Work instruction.
Looking through the data below, work out how many lines have the word "class". Reply with that number only.

Source data.
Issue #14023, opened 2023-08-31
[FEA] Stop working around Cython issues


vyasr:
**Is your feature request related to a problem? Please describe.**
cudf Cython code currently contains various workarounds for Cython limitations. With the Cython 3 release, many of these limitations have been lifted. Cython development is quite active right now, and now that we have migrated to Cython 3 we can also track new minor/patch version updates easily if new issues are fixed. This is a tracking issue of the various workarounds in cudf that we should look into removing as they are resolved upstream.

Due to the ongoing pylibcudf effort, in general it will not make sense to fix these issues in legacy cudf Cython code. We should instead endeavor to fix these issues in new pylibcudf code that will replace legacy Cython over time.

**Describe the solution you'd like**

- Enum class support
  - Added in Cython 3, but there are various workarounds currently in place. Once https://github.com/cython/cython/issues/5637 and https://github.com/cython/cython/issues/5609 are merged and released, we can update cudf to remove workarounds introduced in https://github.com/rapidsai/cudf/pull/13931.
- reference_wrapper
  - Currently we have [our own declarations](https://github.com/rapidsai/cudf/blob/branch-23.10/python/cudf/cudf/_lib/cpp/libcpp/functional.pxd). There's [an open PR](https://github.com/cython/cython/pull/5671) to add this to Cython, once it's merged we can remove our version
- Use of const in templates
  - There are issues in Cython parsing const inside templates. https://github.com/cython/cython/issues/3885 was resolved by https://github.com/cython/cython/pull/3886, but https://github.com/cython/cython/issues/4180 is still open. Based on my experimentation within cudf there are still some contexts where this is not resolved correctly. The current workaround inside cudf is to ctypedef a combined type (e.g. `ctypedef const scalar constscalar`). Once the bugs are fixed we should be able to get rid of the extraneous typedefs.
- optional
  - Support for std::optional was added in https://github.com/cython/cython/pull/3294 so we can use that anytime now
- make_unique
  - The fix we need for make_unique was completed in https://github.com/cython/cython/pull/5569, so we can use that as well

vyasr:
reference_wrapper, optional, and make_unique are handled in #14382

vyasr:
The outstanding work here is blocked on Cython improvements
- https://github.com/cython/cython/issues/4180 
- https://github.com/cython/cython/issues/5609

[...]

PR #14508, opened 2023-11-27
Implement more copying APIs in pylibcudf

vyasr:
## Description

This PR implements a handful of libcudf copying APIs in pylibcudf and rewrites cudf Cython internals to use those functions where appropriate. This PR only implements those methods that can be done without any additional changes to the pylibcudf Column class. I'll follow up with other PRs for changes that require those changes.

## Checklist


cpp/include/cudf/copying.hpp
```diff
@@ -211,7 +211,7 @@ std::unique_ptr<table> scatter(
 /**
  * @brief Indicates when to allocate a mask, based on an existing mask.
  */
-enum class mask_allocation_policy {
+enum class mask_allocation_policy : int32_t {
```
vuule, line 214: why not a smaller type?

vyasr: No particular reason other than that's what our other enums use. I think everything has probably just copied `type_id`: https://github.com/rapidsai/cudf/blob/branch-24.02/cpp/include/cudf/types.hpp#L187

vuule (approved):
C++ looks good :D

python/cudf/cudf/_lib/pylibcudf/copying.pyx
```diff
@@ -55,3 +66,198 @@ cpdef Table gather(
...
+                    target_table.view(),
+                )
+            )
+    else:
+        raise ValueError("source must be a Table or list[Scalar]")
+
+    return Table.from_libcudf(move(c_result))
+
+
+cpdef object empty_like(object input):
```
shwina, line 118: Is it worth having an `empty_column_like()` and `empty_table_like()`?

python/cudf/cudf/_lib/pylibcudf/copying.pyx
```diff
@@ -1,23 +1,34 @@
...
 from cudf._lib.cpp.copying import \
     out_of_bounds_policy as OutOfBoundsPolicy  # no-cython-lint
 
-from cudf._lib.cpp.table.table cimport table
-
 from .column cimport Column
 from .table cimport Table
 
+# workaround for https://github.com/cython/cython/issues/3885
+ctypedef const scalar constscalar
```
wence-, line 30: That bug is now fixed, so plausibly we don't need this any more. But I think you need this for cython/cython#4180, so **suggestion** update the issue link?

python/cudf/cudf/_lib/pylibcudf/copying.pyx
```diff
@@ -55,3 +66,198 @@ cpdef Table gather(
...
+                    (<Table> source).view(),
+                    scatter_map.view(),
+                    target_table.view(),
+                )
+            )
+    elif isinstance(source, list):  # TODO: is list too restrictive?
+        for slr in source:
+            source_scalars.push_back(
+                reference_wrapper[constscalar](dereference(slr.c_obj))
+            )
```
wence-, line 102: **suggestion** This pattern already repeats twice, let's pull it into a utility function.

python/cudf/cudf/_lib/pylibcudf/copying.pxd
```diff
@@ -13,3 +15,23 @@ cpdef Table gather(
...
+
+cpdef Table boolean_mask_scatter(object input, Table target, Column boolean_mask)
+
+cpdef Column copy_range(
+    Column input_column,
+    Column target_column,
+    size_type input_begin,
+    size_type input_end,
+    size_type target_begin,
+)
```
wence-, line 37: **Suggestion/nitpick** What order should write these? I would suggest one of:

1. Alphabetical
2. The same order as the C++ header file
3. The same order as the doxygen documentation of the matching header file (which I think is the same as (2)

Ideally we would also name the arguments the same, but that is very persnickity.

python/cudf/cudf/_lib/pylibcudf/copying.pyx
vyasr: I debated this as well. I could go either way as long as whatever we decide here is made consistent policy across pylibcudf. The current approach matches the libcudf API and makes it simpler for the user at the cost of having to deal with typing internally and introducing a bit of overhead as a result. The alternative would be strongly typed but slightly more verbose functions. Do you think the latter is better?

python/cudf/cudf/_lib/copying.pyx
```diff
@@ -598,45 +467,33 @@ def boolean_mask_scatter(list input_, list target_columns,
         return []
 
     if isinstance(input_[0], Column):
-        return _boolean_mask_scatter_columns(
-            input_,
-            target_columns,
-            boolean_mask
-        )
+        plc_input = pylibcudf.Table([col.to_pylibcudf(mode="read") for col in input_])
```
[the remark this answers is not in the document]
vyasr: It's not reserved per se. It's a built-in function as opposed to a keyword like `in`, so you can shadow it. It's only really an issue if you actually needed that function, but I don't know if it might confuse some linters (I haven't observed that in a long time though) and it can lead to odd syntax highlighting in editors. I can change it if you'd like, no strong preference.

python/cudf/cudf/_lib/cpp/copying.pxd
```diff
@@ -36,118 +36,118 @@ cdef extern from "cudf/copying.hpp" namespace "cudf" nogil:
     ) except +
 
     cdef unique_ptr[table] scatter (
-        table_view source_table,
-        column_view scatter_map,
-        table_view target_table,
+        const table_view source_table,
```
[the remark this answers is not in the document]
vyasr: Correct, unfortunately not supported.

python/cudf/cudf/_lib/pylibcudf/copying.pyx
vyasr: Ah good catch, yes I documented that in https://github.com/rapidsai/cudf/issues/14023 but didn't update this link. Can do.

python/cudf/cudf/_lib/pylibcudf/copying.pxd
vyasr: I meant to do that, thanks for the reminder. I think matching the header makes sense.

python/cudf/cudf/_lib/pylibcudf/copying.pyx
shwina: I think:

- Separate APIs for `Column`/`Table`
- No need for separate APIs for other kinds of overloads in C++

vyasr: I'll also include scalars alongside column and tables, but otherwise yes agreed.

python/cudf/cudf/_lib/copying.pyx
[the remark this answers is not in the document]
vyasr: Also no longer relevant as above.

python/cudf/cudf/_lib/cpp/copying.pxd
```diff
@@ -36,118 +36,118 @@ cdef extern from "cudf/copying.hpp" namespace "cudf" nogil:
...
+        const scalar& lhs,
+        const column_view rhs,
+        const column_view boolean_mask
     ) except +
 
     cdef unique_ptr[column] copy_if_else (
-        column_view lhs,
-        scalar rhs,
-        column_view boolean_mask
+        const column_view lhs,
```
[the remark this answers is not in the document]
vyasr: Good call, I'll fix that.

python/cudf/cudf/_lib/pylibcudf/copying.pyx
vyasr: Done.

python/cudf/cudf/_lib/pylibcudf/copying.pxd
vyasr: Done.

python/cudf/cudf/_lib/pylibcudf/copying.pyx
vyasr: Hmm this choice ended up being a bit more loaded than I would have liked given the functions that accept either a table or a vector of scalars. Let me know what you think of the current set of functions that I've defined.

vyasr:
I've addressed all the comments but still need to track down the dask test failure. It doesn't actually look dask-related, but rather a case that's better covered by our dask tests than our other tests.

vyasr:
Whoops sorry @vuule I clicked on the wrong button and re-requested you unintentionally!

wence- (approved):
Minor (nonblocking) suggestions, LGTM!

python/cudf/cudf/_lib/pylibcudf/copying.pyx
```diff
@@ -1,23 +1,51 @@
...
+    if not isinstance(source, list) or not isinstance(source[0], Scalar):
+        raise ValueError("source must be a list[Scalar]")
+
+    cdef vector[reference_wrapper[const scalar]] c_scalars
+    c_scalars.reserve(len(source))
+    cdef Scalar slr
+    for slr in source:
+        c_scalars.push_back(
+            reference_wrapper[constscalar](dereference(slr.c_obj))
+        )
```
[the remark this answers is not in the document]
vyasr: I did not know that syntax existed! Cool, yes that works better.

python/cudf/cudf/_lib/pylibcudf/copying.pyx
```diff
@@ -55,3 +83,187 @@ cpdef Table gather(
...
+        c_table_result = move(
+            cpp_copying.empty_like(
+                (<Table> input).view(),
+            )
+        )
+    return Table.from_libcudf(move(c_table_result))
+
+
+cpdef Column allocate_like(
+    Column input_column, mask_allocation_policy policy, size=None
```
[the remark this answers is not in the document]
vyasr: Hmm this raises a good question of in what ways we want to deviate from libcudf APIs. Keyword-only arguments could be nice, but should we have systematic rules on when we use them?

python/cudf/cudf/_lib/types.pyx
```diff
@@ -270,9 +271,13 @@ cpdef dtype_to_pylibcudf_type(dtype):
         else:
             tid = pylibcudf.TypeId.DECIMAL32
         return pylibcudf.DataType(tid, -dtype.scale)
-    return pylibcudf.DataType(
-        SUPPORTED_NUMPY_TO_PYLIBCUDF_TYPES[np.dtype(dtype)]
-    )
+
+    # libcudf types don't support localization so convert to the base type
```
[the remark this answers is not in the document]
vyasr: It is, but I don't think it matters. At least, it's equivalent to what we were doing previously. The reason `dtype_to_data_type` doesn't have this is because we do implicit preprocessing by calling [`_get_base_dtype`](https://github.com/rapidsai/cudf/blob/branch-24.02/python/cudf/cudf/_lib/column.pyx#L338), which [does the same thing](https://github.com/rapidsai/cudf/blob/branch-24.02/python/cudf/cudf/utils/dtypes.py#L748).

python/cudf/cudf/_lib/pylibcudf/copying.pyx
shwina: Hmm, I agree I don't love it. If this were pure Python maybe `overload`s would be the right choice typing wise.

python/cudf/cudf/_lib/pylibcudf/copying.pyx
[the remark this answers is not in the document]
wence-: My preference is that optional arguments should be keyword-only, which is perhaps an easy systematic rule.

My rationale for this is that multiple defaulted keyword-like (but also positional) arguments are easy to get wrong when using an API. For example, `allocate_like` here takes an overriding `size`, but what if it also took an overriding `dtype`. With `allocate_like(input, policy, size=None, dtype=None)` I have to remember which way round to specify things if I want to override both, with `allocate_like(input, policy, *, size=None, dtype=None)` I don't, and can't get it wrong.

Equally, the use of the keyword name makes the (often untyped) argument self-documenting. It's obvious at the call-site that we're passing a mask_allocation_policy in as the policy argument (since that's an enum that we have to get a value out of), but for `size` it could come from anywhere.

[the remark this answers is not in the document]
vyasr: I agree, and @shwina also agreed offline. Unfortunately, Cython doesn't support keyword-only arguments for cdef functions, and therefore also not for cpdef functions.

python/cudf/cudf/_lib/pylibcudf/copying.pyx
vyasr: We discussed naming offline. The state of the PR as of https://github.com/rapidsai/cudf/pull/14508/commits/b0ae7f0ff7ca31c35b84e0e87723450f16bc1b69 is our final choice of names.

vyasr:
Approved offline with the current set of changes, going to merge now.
* * *
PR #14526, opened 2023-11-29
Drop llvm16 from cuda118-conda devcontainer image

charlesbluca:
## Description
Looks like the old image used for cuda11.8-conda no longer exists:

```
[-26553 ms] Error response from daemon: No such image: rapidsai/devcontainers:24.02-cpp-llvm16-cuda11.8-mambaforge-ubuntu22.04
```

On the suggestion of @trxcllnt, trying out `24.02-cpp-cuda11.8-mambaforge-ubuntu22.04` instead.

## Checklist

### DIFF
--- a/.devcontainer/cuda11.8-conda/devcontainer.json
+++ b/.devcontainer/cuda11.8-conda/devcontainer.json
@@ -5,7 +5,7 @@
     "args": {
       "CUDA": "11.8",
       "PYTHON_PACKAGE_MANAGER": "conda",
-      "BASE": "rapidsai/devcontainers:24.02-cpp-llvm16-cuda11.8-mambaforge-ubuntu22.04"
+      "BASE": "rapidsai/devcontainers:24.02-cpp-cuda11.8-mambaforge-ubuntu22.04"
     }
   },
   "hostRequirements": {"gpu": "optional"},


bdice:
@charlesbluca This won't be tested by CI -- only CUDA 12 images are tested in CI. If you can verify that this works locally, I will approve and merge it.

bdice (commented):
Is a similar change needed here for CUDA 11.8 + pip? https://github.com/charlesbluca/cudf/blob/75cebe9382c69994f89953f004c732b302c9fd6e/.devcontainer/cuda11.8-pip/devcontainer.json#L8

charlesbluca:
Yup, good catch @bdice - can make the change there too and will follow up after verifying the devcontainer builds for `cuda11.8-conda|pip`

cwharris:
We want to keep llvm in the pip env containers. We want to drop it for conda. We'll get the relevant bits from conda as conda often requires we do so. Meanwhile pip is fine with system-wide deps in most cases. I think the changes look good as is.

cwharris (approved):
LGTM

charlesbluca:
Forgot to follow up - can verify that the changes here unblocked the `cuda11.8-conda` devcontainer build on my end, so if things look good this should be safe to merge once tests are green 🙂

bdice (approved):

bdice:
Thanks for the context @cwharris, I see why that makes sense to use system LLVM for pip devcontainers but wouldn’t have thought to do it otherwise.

Answer box.
4